Researchers at the University of California, San Diego School of Medicine say overexpression of a protein called alpha-synuclein appears to disrupt vital recycling processes in neurons, starting with the terminal extensions of neurons and working its way back to the cells’ center, with the potential consequence of progressive degeneration and eventual cell death.
The findings, published in The Journal of Neuroscience, have major implications for more fully understanding the causes and mechanisms of Parkinson’s disease (PD), a neurodegenerative movement disorder that affects an estimated one million Americans.
“This is an important new insight. I don’t think anybody realized just how big a role alpha-synuclein played in managing the retrieval of worn-out proteins from synapses and the role of alterations in this process in development of PD,” said principal investigator Mark H. Ellisman, PhD, professor of neurosciences and bioengineering and director of the National Center for Microscopy and Imaging Research (NCMIR), based at UC San Diego.
Parkinson’s disease is characterized by the gradual destruction of select brain cells that produce dopamine, a neurotransmitter involved in regulating movement and emotion. Symptoms include increasing loss of muscle and movement control. While most cases are sporadic; that is, their causes are unknown, there are also inherited forms of PD linked to specific gene mutations and modifications.
The UC San Diego researchers, with colleagues at the University of Illinois, Urbana, focused upon one of those gene products: alpha-synuclein. Using a variety of leading-edge imaging technologies, including a new fluorescent tagging technique developed for electron microscopy by UC San Diego Nobel laureate Roger Tsien’s lab and colleagues at NCMIR, the scientists created three-dimensional maps of alpha-synuclein distribution both in cultured neurons and in the neurons of mice engineered to over-express the human protein.
They found that excess levels of alpha-synuclein accumulated in the presynaptic terminal, part of the junction where axons and dendrites of brain cells meet to exchange chemical signals.
“The over-expression of alpha-synuclein caused hypertrophy in these terminals,” said Daniela Boassa, PhD, a research scientist at NCMIR and the study’s first author. “The terminals were enlarged, filled with structures we normally don’t see.”
Boassa said that as alpha-synuclein accumulates in the terminals, it appears to hinder normal degradation and recycling processes in neurons. This would progressively impair the release of neurotransmitters. In time, the neurons might simply stop functioning and die.

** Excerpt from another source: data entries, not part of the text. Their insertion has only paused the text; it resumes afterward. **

PR #380, opened 2019-11-11
cmake: Haiku install paths

korli:
## Description

add Haiku install layout for cmake.

## Checklist

- [x] I checked and it doesn't seem necessary to extend the documentation


lynxlynxlynx:
Thanks, but is this really needed? You only change 3 paths from the FHS layout that could be specified when invoking cmake:
https://github.com/haikuports/haikuports/blob/7e5f711456dd0d016b0e518ee4d63b23a86369eb/games-engines/gemrb/gemrb-0.8.5.recipe#L71
`cmake -DLAYOUT=fhs -DDATA_DIR=${CMAKE_INSTALL_PREFIX}/data/gemrb` and so on. The defaulting in the first chunk would be changed to fhs and then there's one less thing to specify.

korli:
@extrowerk what do you think?

CMakeLists.txt
```diff
@@ -111,6 +113,24 @@ elseif (${LAYOUT} MATCHES "fhs")
...
+		if ( ${CMAKE_INSTALL_PREFIX} STREQUAL "/usr" )
+			SET( SYSCONF_DIR /etc/gemrb )
+		else ()
+			SET( SYSCONF_DIR ${CMAKE_INSTALL_PREFIX}/settings/gemrb )
+		endif ()
+	ENDIF( NOT SYSCONF_DIR )
+	SET_PATH( DOC_DIR ${CMAKE_INSTALL_PREFIX}/documentation/gemrb )
+	SET_PATH( ICON_DIR ${CMAKE_INSTALL_PREFIX}/share/pixmaps )
+	SET_PATH( SVG_DIR ${CMAKE_INSTALL_PREFIX}/share/icons/hicolor/scalable/apps )
+	SET_PATH( MENU_DIR ${CMAKE_INSTALL_PREFIX}/share/applications )
```
extrowerk: Menu entries, svg icons and maybe the pixmaps have no use for us.

lynxlynxlynx:
I don't think /dev/null would work, but you can try it, of course. What would for sure is just ifdefing the relevant install commands with `if (NOT HAIKU)`. They're further down the file, just search for the paths you want to exclude.

korli:
@lynxlynxlynx any chance to use GNUInstallDirs instead?

lynxlynxlynx:
What would be the benefit?

korli:
For example, it will define CMAKE_INSTALL_BINDIR based on command line arguments, and default to ${CMAKE_INSTALL_PREFIX}/bin. These CMAKE_INSTALL_* are then standard names.

lynxlynxlynx:
Sure, but you can already do that, so what's the benefit *over the current situation*?

korli:
Our tool provides already a variable $cmakeDirArgs that provides what GNUInstallDirs requires. Now for gemrb we have to add specifically DATADIR, MANDIR, etc.. (and before a layout).
https://github.com/haikuports/haikuports/commit/db6c225250d239135f232fbb07b66a9b806d3571#diff-5531098333ba98b87c4ea9bb7e44f5b7R74
I suppose this isn't really an issue specific to Haiku, therefore I asked "any chance to use GNUInstallDirs instead?"

lynxlynxlynx:
It would bloat the file quite a bit, since we'd have to leave in the old stuff for compatibility. But I'll add the haiku exception at the end, so it doesn't install the stuff you don't need and therefore don't need to maintain a patch.

lynxlynxlynx:
Your patch is in; it required only a small change to apply. Thanks!

If anything else crops up, do let us know.

PR #382, opened 2019-11-11
AREImporter: saving anim flags in a better way

MarcelHB:
See #163, #170.

Please check if we had no misunderstanding here.


lynxlynxlynx:
I was thinking of a more general solution, but this is fine as well. Thanks!

PR #421, opened 2019-11-24
subviews: fix for properly clearing render targets in some cases

### LINKED ISSUE #410: [subviews] Cursor sprite collecting garbage
This is a problem I just discovered on Linux - I'm pretty sure it wasn't there some time ago. Anyway, it's specific to subviews, my Linux computer and SDL2.

After moving the cursor around a bit, it starts to look like this.

cursor

I try to bisect it later.

MarcelHB:
I removed your other change since there is no reason IMO to keep that switch - and it did not help here.

closes #410

### DIFF
--- a/gemrb/plugins/SDLVideo/SDL20Video.cpp
+++ b/gemrb/plugins/SDLVideo/SDL20Video.cpp
@@ -128,7 +128,7 @@ int SDL20VideoDriver::UpdateRenderTarget(const Color* color)
 
 	if (screenClip.Dimensions() == screenSize)
 	{
-		// SDL does _not_ seem to like having a clip rect of the entire renderer size
+		// Some SDL backends complain on having a clip rect of the entire renderer size
 		// I'm not sure if it is an SDL bug; possibly its just 0 based so it is out of bounds?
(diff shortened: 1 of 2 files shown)


gemrb/plugins/SDLVideo/SDL20Video.cpp
```diff
@@ -126,14 +126,7 @@ int SDL20VideoDriver::UpdateRenderTarget(const Color* color)
 		return ret;
 	}
 
-	if (screenClip.Dimensions() == screenSize)
```
bradallred: we actually need this to silence complaints from the Metal backend. It too might just be an SDL bug for all I know, but debug builds of the renderer will assert without this under the current SDL 2.0.10 at least.

MarcelHB: Argh, ok

MarcelHB: I rephrase the comment in a way non-metal readers understand. :wink:

MarcelHB:
Restored your fix.

bradallred:
thanks!

PR #527, opened 2019-12-16
Feet2Pixels Correction

ifyGecko:
## Description
Adjusted calculation so the angle used starts with 0 degrees being on the positive x-axis instead of positive y-axis.

## Checklist


lynxlynxlynx:
Thanks!

Issue #1574, opened 2022-02-23
Replace snprintf with fmt::format_to


bradallred:
for example: `key.SNPrintF("xPos%d", count);` can be rewritten as `fmt::format_to(key.begin(), "xPos{}", count);`

the goal of course is to use the same simpler formatting string style everywhere. the first parameter to `format_to` simply needs to be something that qualifies as an output iterator (`operator++`, and `operator*`)

PR #1614, opened 2022-05-23
use libfmt for formatting strings

bradallred:
this is for #1574


gemrb/core/Strings/CString.h
```diff
@@ -122,12 +122,14 @@ class FixedSizeString {
...
-	int SNPrintF(const char* format, ...) noexcept {
-		va_list args;
-		va_start(args, format);
-		int ret = vsnprintf(str, sizeof(str), format, args);
-		va_end(args);
-		return ret;
+	template<typename ...ARGS>
+	bool Format(const char* format, ARGS&& ...args) noexcept {
+		auto ret = fmt::format_to_n(begin(), LEN + 1, format, std::forward<ARGS>(args)...);
+		if (ret.size > LEN) {
```
lynxlynxlynx, line 128: should we also be doing it for 0?

lynxlynxlynx: From what you changed, yeah. It's safe to leave it as-is and if we ever need to detect useless calls somewhere, that can be added.

lynxlynxlynx:
So far LGTM, feel free to merge if you're done.

Issue #137, opened 2019-04-15
Externalize message colors


lynxlynxlynx:
iwd2 for example uses gold for xp. So we need new entries in the colors.2da table of each game's unhardcoded/ folder and then use them in core (DisplayMessage). ~See `GameData::GetColor` on how to fetch the new colors from the table. The colors would replace the old DMC_BG2XPGREEN (...) defines. (done)~

PST:
>     Dialog text color #8CA27B (currently #70FF70)
>     Response option color #FF2C21 (currently #FF0000)
>     Response number color #84C7D6 (currently #FF0000, and wrong format)
>     Dialog creature name color #B59E73 (currently #B9B63F)
>     Dialog PC name color #84C7D6 (currently #A2A0A4)
>     Dialog chosen response text #9CC7D6 (currently #8080FF)
>     gained item/xp color #C6FFC6 (currently #BCEFBC)
Journal messages. Load/Save hints. Save messages ... look at where all the ~DMC_~ GUIColors enum constants are used.

bradallred:
this will be related to #233 
would be nice to just do them both at the same time.

lynxlynxlynx:
For #233 there is one tricky aspect to this — the color for the actor name is computed, so it's different for the various interlocutors. We'll have to pregenerate a palette with many options and then limit the choice to those.

bradallred:
I'm not sure what you mean. I was thinking a single grey-scale palette that is then combined with a tint color. There is no reason the tint color cant be dynamically computed.

lynxlynxlynx:
That avoids the speed problem? Ok then. :)

bradallred:
These colors have been externalized in BG:EE and can be found in BGEE.lua. I think our colors are a bit off for most, but I'm not sure and I've already updated a few.

rsantellan:
Searching for the DMC_ string I found

```
grep 'DMC_' * -nr | awk -F 'DMC_' '{print "DMC_"$2}' | awk -F',' '{print $1}' | awk -F')' '{print $1}' | awk -F' ' '{print $1}' | sed 's/^[ \t]*//' | sort | uniq -c
     33 DMC_ //IGNORE THIS ONE
    102 DMC_BG2XPGREEN
      4 DMC_DIALOG
      4 DMC_DIALOGPARTY
     12 DMC_GOLD
     84 DMC_LIGHTGREY
     30 DMC_RED
    210 DMC_WHITE

```
There are more colors or only this ones ?

[...]

PR #1615, opened 2022-05-24
137 vector change

rsantellan:
Remove unused functions.
Make function private.
Copy colors to all colors.2da
Update to use a ENUM and map to the colors in the table.
I create this because the old one has a lot of commit of a merge.

## Description
Externalize the colors of the message to table. #137

## Checklist


gemrb/core/DisplayMessage.cpp
```diff
@@ -144,7 +146,7 @@ Color DisplayMessage::GetSpeakerColor(String& name, const Scriptable *&speaker)
 		case ST_TRIGGER:
 		case ST_PROXIMITY:
 		case ST_TRAVEL:
-			name = core->GetString( speaker->DialogName );
+			name = core->GetString(speaker->DialogName );
```
lynxlynxlynx, line 149: this is an unrelated change, so it shouldn't be here.

gemrb/core/DisplayMessage.cpp
```diff
@@ -187,30 +190,65 @@ void DisplayMessage::DisplayString(String text, const Color &color, Scriptable *
 	}
 }
 
+std::vector<Color> DisplayMessage::GetAllColors() const
+{
+	std::vector<Color> auxiliaryColors;
+	if (auxiliaryColors.empty()) {
```
lynxlynxlynx, line 196: this is always true

gemrb/core/DisplayMessage.cpp
```diff
@@ -187,30 +190,65 @@ void DisplayMessage::DisplayString(String text, const Color &color, Scriptable *
...
+		AutoTable colorTable = gamedata->LoadTable("colors", true);
+		assert(colorTable);
+		for (TableMgr::index_t r = 0; r < colorTable->GetRowCount(); r++) {
+			ieDword c = colorTable->QueryFieldUnsigned<ieDword>(r, 0);
+			auxiliaryColors.push_back(Color(c));
+		}
+	}
+	return auxiliaryColors;
+}
```
lynxlynxlynx, line 205: I disagree with this approach; why store all the colors again? We have them in GameData already. Like I explained before, we just need their names. And then also the new `DisplayMessage::GetColor` can be removed.

gemrb/core/DisplayMessage.h
```diff
@@ -33,16 +33,20 @@
...
+/** GUIColors options */
+enum class GUIColors {
+	DIALOG = 12,
+	DIALOGPARTY = 13,
+	GOLD = 11,
+	RED = 8,
+	XPCHANGE = 10,
+	LIGHTGREY = 9,
+	WHITE = 7
+};
```
lynxlynxlynx, line 49: please order this and add a comment why it doesn't start at 0

gemrb/core/DisplayMessage.cpp
rsantellan: The problem is that on https://github.com/gemrb/gemrb/blob/5834c9ada3b08f2c77604351f20e8a82b4b76bed/gemrb/core/GameData.cpp#L640 the colors created is ` std::map<std::string, Color> colors;` so to map my enum I pass it as vector Color. 
The problem with this approach is that I have 13 colors defined on colors.2da so I have to map the positions to the enum.
I don't like this at all, for me will be better to map the enum to the names so there is no mistake there.

gemrb/core/DisplayMessage.h
```diff
@@ -37,7 +37,7 @@
 
 namespace GemRB {
 
-/** GUIColors options */
+/** GUIColors options. This starts at 7 because is the row in the colors.2da that corresponds to white color.*/
```
lynxlynxlynx, line 40: A better comment would be that the first six colors from colors.2da are not indexed here because they are only used on the python side.

gemrb/core/DisplayMessage.h
```diff
@@ -39,13 +39,13 @@ namespace GemRB {
...
-	GOLD = 11,
+	WHITE = 7,
 	RED = 8,
-	XPCHANGE = 10,
 	LIGHTGREY = 9,
-	WHITE = 7
+	XPCHANGE = 10,
+	GOLD = 11,
+	DIALOG = 12,
+	DIALOGPARTY = 13
```
lynxlynxlynx, line 48: Now that they're in order, you don't need to manually assign values to all of them. WHITE, as the first, is enough.

gemrb/core/DisplayMessage.cpp
```diff
@@ -190,28 +188,26 @@ void DisplayMessage::DisplayString(String text, const Color &color, Scriptable *
...
-	if (size < colortInt) {
-		return ColorRed;
+	
+	int colorInt = static_cast<int>(color) - 1;
+	if (static_cast<int>(GUIColorNames.size()) < colorInt) {
+		// It never should happend this, but just for been defensive.
+		colorInt = 0;
 	}
-	return colors.at(colortInt);
+	return gamedata->GetColor(GUIColorNames[colorInt]);
```
lynxlynxlynx, line 210: Let's use `std::map<GUIColors, std::string>` then for GUIColorNames, so this function can be simplified or removed altogether. Because it's a map, it also means you don't have to check for non-existing keys, as new entries would get created automatically and eventually the default color from the table would be used.

gemrb/core/DisplayMessage.cpp
```diff
@@ -187,30 +188,63 @@ void DisplayMessage::DisplayString(String text, const Color &color, Scriptable *
 	}
 }
 
+std::vector<std::string> DisplayMessage::GetAllColors() const
+{
+	std::vector<std::string> auxiliaryColors;
+	AutoTable colorTable = gamedata->LoadTable("colors", true);
+	assert(colorTable);
+	for (TableMgr::index_t r = 0; r < colorTable->GetRowCount(); r++) {
```
miscco, line 196: This is missing a call to `reserve` which will lead to a whole bunch of allocations
```suggestion
        auxiliaryColors.reserve(colorTable->GetRowCount());
	for (TableMgr::index_t r = 0; r < colorTable->GetRowCount(); r++) {
```

gemrb/core/DisplayMessage.cpp
```diff
@@ -187,30 +188,63 @@ void DisplayMessage::DisplayString(String text, const Color &color, Scriptable *
...
+		auxiliaryColors.push_back(colorTable->GetRowName(r));
+	}
+	return auxiliaryColors;
+}
+
+Color DisplayMessage::GetColor(GUIColors color) const
+{
+
```
miscco, line 204:
```suggestion
```

gemrb/core/DisplayMessage.cpp
```diff
@@ -187,30 +188,63 @@ void DisplayMessage::DisplayString(String text, const Color &color, Scriptable *
 	}
 }
 
+std::vector<std::string> DisplayMessage::GetAllColors() const
+{
+	std::vector<std::string> auxiliaryColors;
```
miscco, line 193: Arent those names static? A view type like `std::string_view` would be much better here

lynxlynxlynx: I don't see any benefit, but there's no reason for the function to work with a temporary either.

gemrb/core/DisplayMessage.cpp
rsantellan: @lynxlynxlynx this will not be the same as the function **gamedata->GetColor** at the end ?

lynxlynxlynx: No, the gamedata version will still be the main one to get the precached Color values by color (row) name.
When I say that this function here can probably go away, I'm thinking of just replacing calls to it by `gamedata->GetColor(GUIColorNames[color])` (color being one of the GUIColors values).

rsantellan: Sorry I don't understand this. Now I have:

- A **std::vector<std::string>** that has all the string names on the **colors.2da table.**
- A **Enum** that has the row where the color is set.
- Using the **Enum** I use that position on the vector to retrieve the color name to use on **gamedata->GetColor**

And the proposed change will work something like this:
If I use a **std::map<GUIColors, std::string>** I will have to also have a way to convert the **Enum** to a position on the string, so I have to keep the **std::vector<std::string>** and also use the map, and then I will not need  **gamedata->GetColor** because I have the color there, but if not in the map I will call **gamedata->GetColor** ?

This is what I'm thinking, I'm not fully comprehend where the change is going or how it will work.

lynxlynxlynx: > I will have to also have a way to convert the Enum to a position on the string
What string? The enum still holds the row numbers and the std::map will map these enum values to the row names. Exactly like the vector, except that the indices are properly typed (enum vs general int), so there's no need to convert the index. Or care about missing indexes (keys).

gemrb/core/DisplayMessage.cpp
```diff
@@ -188,27 +188,24 @@ void DisplayMessage::DisplayString(String text, const Color &color, Scriptable *
 	}
 }
 
-std::vector<std::string> DisplayMessage::GetAllColors() const
+std::map<int, std::string> DisplayMessage::GetAllColors() const
```
lynxlynxlynx, line 191: Why not the map I proposed? There's not only no need for the full range of integer keys, but more bugs are possible that way.

rsantellan:
Closed in favor of  #1625

Issue #1616, opened 2022-05-28
 Static assertion error in strtounsigned


MarcelHB:
I tried to compile the latest revision with MSYS2/GCC v12.1. It fails because of the following static assertion:

```
[  1%] Building CXX object gemrb/core/CMakeFiles/gemrb_core.dir/Interface.cpp.obj
In file included from D:/Sources/gemrb/gemrb/core/Audio.h:26,
                 from D:/Sources/gemrb/gemrb/core/Interface.h:32,
                 from D:/Sources/gemrb/gemrb/core/Interface.cpp:21:
D:/Sources/gemrb/gemrb/includes/globals.h: In instantiation of 'T GemRB::strtounsigned(const char*, char**, int) [with T = long long unsigned int]':
D:/Sources/gemrb/gemrb/core/TableMgr.h:72:30:   required from 'RET_T GemRB::TableMgr::QueryFieldUnsigned(const ROW_T&, const COL_T&) const [with RET_T = long long unsigned int; ROW_T = long long unsigned int; COL_T = int]'
D:/Sources/gemrb/gemrb/core/Interface.cpp:553:80:   required from here
D:/Sources/gemrb/gemrb/includes/globals.h:220:33: error: static assertion failed: Type is too big for conversion.
  220 |         static_assert(sizeof(T) <= sizeof(long), "Type is too big for conversion.");
      |                       ~~~~~~~~~~^~~~~~~~~~~~~~~
D:/Sources/gemrb/gemrb/includes/globals.h:220:33: note: the comparison reduces to '(8 <= 4)'

```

“Other studies have noted that PD is characterized by progressive loss of vesicle traffic, and neurotransmitter release,” Boassa said. “Our study provides a structural and mechanistic explanation for why that happens.”
Boassa said the findings shed greater light upon how PD is caused, at least in some heritable forms. Researchers plan to now probe more deeply into how the disease is propagated and how dysfunctional alpha-synuclein proteins spread from one neuron to another, hastening the advance of the disorder.
“The better we understand the mechanisms of PD, the easier it will be to develop clinical interventions,” she said.
Notes about this Parkinson’s disease research
Co-authors are Monica L. Berlanga, Masako Terada, Junru Hu, Eric A. Bushong and Minju Hwang, National Center for Microscopy and Imaging Research and Center for Research on Biological Systems; Mary Ann Yang and Julia M. George, Department of Cell and Developmental Biology, University of Illinois, Urbana; and Eliezer Masliah, Department of Neurosciences, UCSD.
Funding for this research came, in part, from the NIH National Center for Research Resources (5P41RR004050-24), the National Institute of General Medical Sciences (8 P41 GM103412-24), National Institutes of Health grants R01 GM086197-05, AG184440 and AG022074, as well as support from the Branfman Family Foundation and the Institute for Systems Biology, as part of the activities of a consortium of researchers linked to the Luxembourg Center for Systems Biomedicine’s research program on neurodegenerative disease.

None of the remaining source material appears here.